[Brief]
Write out again, exactly, the lines below starting at the one with "--- a/centrifuge-app/src/pages/Portfolio/index.tsx" and ending at the one with "(diff shortened: 1 of 16 files shown)".

[Available data]
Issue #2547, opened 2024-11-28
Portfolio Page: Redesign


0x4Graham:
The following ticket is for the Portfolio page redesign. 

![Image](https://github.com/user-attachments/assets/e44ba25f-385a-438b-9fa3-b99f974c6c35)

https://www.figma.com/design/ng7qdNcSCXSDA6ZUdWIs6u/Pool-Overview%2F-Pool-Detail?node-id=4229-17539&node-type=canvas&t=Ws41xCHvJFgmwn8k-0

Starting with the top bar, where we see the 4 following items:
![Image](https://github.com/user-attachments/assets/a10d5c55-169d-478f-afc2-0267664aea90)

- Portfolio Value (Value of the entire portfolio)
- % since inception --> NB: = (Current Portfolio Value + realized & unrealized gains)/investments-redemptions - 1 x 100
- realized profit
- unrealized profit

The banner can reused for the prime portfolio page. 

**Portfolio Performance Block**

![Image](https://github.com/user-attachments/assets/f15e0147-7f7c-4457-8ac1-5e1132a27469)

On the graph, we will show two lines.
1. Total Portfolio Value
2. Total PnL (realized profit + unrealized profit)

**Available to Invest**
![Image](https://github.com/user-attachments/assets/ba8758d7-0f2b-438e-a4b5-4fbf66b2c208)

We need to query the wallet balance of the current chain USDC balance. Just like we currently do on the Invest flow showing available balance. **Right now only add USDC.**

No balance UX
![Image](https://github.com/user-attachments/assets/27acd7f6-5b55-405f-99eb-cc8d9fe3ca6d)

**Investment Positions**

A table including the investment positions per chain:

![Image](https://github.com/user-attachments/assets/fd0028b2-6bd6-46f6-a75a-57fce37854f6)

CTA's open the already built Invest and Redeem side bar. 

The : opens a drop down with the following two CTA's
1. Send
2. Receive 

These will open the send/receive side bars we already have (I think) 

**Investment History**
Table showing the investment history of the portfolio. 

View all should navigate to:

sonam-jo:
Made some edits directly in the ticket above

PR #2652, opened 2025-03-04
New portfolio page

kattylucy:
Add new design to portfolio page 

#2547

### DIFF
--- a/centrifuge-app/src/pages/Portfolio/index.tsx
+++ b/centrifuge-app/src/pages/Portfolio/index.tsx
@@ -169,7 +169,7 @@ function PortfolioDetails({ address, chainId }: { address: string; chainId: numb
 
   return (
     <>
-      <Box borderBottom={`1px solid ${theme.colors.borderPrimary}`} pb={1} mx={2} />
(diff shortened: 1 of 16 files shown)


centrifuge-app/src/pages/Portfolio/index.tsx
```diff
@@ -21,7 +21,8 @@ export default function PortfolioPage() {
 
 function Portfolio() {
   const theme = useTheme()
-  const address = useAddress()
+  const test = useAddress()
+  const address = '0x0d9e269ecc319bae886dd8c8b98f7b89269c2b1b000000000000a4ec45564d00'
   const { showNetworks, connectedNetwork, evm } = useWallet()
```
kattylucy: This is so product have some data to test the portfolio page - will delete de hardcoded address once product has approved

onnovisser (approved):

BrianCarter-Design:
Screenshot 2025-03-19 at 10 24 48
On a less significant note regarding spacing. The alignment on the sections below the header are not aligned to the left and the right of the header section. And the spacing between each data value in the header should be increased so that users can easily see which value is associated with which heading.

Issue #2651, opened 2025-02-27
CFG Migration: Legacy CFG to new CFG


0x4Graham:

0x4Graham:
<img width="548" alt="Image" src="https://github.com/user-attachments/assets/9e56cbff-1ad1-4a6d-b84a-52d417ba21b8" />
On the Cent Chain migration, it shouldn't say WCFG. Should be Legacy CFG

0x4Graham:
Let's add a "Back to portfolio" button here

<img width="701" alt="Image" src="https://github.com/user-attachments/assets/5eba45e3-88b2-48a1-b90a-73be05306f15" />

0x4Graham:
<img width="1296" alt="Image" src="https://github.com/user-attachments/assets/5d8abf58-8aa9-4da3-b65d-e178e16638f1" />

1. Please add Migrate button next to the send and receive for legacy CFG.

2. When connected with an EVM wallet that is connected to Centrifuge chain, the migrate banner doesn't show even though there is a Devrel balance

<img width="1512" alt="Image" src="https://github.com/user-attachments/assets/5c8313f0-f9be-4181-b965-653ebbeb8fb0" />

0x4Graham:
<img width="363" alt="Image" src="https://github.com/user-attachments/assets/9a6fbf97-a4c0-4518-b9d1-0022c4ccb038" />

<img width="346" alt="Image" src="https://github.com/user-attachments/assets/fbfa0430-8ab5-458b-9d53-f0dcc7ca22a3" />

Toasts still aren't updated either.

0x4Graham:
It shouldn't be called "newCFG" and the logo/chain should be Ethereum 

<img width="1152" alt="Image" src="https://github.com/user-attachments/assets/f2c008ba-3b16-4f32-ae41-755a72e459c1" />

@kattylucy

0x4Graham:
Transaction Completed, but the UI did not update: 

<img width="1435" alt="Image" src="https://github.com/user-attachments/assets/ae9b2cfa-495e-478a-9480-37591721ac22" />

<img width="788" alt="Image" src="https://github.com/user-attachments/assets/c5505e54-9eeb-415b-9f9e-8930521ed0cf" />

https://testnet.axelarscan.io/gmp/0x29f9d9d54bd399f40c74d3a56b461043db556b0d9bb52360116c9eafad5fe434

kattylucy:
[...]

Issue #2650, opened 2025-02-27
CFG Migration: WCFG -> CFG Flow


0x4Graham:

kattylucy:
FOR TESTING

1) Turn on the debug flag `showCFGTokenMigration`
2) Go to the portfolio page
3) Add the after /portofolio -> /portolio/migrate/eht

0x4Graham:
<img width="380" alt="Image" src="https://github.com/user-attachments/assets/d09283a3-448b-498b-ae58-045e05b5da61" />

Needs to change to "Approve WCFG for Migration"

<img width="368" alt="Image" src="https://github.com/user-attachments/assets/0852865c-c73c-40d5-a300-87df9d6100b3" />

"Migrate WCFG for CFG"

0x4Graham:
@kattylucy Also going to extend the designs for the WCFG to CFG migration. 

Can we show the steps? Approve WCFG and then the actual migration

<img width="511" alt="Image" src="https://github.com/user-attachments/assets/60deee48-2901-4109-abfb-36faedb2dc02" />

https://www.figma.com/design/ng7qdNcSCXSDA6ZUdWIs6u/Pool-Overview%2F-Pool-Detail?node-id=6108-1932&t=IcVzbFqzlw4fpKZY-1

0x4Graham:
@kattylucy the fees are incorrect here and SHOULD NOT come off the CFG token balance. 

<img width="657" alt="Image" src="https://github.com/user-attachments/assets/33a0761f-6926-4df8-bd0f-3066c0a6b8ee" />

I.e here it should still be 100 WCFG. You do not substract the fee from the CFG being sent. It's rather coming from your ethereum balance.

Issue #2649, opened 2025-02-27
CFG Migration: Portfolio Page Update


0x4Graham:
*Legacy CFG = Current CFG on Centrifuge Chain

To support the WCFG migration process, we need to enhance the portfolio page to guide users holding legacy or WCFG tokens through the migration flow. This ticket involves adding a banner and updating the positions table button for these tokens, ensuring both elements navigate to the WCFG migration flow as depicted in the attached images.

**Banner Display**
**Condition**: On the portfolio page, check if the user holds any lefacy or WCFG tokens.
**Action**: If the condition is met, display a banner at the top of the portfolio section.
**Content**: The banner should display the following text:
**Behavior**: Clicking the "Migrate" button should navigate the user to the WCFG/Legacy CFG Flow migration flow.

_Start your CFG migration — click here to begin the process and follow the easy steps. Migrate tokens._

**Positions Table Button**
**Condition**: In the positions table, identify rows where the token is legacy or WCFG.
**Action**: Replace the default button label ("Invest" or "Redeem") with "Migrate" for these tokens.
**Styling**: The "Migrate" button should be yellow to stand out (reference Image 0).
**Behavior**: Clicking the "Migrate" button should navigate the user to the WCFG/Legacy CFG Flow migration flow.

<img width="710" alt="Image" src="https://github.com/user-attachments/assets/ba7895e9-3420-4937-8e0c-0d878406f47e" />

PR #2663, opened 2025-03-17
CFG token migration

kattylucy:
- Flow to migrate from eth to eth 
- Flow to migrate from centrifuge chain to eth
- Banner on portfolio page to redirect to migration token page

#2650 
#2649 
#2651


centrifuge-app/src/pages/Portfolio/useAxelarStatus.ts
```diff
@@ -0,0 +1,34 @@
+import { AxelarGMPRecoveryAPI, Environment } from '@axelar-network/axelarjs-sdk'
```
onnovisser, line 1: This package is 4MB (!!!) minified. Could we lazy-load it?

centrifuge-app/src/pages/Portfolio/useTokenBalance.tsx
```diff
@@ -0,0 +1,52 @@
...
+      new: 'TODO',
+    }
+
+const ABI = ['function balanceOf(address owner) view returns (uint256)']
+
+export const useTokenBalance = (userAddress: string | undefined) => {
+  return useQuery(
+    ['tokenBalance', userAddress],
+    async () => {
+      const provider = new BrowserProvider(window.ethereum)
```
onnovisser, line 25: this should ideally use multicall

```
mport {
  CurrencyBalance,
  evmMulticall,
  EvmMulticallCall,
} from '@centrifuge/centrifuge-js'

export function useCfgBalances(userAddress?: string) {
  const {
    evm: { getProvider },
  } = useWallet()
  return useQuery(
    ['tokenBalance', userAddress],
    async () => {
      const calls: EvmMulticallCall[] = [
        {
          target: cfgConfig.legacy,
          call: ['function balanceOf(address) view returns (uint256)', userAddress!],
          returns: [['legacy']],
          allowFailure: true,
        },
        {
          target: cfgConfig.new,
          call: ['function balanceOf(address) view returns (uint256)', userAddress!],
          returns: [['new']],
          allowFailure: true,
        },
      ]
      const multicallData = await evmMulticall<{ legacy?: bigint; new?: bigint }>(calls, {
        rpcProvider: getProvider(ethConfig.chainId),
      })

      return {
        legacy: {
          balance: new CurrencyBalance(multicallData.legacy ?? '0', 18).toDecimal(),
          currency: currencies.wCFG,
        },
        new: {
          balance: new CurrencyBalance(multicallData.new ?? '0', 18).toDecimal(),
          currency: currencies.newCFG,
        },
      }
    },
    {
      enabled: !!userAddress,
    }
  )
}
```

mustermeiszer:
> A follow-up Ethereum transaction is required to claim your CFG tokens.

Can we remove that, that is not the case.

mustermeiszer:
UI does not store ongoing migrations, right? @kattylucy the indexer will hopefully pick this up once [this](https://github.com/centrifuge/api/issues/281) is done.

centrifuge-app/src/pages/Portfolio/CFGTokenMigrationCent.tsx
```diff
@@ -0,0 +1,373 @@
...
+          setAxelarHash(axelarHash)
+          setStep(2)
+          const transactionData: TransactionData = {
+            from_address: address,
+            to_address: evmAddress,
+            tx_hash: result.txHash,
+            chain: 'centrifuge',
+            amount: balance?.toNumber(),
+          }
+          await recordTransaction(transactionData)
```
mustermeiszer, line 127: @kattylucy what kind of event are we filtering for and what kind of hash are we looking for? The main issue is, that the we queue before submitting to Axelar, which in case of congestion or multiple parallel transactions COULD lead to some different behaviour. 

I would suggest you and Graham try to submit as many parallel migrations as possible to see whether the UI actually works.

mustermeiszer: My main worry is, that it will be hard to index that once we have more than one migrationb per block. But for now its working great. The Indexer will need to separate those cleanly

[Solution to the exercise]
--- a/centrifuge-app/src/pages/Portfolio/index.tsx
+++ b/centrifuge-app/src/pages/Portfolio/index.tsx
@@ -169,7 +169,7 @@ function PortfolioDetails({ address, chainId }: { address: string; chainId: numb
 
   return (
     <>
-      <Box borderBottom={`1px solid ${theme.colors.borderPrimary}`} pb={1} mx={2} />
(diff shortened: 1 of 16 files shown)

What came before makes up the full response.